▶ TASK DATA:
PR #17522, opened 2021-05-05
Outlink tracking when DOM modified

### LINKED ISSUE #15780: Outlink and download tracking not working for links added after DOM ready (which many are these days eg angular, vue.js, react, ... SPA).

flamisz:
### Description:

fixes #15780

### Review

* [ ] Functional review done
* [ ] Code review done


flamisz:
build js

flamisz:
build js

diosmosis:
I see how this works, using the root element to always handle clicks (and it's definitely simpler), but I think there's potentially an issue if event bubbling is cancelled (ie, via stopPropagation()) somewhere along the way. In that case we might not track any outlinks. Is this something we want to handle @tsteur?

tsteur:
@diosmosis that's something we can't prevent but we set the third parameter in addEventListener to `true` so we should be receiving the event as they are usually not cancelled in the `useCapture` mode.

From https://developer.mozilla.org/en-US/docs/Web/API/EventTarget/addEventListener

▶ WORK REQUEST: Your task is to reproduce exactly the lines that begin at the line containing "that's something we" and end at the final line of the data above.

▶ TASK RESULT:
@diosmosis that's something we can't prevent but we set the third parameter in addEventListener to `true` so we should be receiving the event as they are usually not cancelled in the `useCapture` mode.

From https://developer.mozilla.org/en-US/docs/Web/API/EventTarget/addEventListener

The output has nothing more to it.